%%

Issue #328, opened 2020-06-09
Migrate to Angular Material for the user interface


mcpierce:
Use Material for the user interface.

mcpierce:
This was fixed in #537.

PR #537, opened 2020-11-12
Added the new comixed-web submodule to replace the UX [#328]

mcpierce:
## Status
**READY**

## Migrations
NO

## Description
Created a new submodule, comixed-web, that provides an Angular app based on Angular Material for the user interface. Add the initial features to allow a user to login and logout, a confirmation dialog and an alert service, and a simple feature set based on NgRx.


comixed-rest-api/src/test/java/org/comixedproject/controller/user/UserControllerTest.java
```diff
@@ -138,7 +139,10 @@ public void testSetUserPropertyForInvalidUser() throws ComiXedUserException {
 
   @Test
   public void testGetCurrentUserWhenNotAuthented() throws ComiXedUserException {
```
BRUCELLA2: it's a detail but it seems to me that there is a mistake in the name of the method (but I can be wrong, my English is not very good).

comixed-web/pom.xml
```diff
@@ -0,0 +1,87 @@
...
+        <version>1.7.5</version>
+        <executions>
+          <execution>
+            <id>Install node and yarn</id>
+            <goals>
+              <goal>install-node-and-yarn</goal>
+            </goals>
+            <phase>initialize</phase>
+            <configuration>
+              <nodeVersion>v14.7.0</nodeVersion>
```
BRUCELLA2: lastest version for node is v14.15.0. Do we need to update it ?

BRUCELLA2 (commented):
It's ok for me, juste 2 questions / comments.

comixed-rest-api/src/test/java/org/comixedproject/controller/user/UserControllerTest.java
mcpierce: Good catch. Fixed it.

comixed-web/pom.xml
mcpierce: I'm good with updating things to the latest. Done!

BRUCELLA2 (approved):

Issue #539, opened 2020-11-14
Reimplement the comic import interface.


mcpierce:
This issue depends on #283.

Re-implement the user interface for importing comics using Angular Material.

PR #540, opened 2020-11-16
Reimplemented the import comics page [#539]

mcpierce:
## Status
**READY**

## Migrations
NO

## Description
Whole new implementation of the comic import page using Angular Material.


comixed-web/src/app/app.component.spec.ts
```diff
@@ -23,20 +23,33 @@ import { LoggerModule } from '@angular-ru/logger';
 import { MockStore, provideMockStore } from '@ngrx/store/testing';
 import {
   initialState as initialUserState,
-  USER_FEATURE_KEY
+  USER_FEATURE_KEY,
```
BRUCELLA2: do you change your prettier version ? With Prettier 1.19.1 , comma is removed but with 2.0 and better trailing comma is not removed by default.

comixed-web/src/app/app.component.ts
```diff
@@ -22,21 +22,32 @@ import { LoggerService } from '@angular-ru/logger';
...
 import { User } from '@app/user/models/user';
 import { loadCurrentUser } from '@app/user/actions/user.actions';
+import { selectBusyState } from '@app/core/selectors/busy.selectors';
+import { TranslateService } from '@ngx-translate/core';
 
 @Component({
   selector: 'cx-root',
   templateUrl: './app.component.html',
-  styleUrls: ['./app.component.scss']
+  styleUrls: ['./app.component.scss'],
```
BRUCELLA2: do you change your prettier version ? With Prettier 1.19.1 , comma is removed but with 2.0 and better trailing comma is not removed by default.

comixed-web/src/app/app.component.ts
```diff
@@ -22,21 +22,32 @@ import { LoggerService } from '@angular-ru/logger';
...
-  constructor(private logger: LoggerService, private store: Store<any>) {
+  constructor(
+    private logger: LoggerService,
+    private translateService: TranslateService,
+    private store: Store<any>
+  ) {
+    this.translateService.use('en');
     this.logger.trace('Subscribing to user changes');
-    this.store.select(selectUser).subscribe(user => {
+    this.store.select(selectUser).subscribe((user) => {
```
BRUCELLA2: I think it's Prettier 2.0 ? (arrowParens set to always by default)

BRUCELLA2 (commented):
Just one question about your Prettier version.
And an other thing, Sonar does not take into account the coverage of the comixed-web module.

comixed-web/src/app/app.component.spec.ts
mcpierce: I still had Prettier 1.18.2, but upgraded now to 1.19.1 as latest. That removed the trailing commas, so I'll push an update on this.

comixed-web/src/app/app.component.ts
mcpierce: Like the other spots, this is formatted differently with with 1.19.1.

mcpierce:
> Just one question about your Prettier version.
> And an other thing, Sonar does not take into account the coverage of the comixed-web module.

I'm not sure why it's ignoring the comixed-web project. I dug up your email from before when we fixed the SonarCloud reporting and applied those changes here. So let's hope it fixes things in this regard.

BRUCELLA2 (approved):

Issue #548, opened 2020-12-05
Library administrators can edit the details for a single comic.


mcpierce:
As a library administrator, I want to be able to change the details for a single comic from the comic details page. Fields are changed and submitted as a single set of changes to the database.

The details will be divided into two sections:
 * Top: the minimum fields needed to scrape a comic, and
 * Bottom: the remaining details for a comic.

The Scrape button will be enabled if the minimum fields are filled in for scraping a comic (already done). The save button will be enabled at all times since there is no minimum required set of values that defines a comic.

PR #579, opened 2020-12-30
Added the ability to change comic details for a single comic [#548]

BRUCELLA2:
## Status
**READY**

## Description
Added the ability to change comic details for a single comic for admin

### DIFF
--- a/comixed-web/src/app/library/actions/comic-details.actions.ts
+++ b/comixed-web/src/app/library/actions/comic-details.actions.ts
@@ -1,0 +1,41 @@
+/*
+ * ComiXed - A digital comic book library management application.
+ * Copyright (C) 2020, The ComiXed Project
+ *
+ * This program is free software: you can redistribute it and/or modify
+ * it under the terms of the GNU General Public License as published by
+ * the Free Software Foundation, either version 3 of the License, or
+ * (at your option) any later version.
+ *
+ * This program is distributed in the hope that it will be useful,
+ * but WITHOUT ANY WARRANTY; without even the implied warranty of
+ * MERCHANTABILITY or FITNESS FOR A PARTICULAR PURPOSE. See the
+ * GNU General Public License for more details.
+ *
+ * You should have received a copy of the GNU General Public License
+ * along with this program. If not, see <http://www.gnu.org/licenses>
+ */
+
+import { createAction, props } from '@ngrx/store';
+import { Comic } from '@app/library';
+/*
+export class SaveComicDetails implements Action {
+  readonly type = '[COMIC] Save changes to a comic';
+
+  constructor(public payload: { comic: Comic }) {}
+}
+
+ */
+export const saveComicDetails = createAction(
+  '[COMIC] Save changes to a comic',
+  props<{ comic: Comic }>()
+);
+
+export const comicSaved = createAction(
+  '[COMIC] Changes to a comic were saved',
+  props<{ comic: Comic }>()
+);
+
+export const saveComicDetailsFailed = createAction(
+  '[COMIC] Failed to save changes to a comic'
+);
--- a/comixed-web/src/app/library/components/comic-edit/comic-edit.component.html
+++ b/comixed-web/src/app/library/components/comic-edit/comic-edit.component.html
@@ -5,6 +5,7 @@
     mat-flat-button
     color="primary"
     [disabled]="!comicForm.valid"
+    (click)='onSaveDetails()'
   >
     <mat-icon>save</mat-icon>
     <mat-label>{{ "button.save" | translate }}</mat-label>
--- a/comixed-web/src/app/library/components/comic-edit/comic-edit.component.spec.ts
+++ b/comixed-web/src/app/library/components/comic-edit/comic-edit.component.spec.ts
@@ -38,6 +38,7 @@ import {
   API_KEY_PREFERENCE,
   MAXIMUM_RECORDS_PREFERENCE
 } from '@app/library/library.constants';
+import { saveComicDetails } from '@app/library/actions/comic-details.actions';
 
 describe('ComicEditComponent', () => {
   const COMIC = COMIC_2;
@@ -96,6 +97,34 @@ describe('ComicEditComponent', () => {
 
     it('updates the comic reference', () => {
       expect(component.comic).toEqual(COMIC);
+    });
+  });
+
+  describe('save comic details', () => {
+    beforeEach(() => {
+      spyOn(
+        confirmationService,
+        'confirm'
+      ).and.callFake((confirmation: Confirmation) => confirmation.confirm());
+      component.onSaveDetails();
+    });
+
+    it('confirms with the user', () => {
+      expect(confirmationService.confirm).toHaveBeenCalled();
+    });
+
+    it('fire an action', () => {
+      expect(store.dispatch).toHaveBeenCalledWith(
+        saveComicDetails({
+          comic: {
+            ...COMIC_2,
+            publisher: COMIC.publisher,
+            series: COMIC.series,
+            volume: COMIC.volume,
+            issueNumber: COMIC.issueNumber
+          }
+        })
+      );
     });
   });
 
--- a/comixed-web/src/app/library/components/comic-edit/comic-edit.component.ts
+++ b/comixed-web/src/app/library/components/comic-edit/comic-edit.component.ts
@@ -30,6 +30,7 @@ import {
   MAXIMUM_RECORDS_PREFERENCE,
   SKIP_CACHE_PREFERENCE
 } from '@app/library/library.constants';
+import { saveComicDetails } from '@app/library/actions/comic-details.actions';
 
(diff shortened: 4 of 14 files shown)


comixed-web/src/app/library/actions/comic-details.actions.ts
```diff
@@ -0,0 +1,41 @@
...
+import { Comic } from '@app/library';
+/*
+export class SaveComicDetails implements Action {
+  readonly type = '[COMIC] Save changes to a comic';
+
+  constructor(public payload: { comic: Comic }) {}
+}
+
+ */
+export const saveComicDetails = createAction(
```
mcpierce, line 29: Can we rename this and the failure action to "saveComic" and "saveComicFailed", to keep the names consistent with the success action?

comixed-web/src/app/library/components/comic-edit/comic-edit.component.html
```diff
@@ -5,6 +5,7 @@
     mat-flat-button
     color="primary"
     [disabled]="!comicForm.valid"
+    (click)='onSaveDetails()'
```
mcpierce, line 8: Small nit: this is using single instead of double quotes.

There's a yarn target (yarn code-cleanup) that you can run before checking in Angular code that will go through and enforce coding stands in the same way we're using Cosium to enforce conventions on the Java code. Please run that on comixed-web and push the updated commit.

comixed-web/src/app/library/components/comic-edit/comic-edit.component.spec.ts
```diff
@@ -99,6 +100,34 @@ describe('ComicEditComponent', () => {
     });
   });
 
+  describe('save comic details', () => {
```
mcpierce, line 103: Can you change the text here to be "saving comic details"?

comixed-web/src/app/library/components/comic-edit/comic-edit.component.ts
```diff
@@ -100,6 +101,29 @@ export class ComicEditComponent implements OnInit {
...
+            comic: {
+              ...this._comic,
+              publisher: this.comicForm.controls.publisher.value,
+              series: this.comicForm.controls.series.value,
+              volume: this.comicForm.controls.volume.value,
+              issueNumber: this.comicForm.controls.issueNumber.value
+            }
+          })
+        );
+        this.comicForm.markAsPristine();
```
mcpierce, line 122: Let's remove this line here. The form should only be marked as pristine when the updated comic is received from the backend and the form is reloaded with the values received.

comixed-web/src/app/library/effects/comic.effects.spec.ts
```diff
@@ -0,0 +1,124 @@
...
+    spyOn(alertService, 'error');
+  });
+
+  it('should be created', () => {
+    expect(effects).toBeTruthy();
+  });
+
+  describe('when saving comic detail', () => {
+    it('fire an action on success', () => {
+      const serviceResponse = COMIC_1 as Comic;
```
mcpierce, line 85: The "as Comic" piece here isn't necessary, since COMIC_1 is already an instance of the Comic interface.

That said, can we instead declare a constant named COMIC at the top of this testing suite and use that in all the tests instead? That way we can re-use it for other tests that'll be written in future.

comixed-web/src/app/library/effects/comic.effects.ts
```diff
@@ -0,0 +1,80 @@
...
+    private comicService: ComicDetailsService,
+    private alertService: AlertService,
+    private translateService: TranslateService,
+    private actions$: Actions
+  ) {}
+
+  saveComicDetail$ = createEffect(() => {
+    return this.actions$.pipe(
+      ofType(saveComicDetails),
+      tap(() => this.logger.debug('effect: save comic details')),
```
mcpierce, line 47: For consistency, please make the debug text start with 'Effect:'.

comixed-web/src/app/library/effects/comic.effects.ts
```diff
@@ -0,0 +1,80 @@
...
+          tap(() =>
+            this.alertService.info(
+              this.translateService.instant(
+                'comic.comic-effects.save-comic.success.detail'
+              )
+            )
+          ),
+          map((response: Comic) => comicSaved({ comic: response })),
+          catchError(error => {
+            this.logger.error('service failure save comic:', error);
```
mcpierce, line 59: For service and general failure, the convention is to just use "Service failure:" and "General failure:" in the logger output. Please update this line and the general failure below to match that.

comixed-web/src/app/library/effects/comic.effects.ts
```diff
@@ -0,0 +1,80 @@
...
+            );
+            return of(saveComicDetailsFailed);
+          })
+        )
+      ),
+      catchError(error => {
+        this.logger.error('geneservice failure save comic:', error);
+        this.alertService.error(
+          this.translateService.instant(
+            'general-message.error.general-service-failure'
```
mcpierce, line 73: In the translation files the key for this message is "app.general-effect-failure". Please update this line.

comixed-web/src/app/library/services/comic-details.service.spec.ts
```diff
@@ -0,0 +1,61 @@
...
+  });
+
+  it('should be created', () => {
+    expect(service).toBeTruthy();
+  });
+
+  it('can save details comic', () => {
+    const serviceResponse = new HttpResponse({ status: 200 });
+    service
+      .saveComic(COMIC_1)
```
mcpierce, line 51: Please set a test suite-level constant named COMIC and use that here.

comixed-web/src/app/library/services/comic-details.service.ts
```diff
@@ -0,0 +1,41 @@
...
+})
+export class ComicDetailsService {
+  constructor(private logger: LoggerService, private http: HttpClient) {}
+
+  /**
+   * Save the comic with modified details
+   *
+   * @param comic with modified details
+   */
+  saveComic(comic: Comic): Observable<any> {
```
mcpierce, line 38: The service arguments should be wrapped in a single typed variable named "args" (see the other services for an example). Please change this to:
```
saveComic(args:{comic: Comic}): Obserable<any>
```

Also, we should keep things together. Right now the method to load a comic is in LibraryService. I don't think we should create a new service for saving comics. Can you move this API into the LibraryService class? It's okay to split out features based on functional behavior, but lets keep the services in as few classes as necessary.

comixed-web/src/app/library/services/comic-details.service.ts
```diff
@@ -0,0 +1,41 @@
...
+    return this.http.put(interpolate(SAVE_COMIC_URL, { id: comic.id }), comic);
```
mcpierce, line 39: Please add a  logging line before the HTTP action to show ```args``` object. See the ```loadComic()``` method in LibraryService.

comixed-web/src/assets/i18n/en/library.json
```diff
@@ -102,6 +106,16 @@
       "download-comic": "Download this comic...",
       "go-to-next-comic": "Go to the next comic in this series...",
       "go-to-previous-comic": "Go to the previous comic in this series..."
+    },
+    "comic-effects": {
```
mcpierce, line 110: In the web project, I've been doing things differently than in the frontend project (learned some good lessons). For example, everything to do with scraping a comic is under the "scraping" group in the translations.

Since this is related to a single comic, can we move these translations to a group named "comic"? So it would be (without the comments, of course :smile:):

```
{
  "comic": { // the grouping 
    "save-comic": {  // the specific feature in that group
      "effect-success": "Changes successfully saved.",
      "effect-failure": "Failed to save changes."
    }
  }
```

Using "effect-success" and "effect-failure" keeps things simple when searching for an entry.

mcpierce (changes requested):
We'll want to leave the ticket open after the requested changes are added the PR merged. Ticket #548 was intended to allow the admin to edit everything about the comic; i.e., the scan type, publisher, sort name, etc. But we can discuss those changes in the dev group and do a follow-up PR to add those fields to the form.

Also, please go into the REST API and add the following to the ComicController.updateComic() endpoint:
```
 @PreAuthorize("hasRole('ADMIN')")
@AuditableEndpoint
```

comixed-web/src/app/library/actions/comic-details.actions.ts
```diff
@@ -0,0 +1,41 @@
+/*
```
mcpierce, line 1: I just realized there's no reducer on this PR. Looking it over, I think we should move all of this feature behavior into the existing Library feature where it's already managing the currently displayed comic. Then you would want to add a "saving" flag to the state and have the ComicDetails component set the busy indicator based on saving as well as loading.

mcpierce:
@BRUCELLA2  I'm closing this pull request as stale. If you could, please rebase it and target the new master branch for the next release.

%%

Find how many lines of the material carry the string "named". Only the number should be in the answer.

4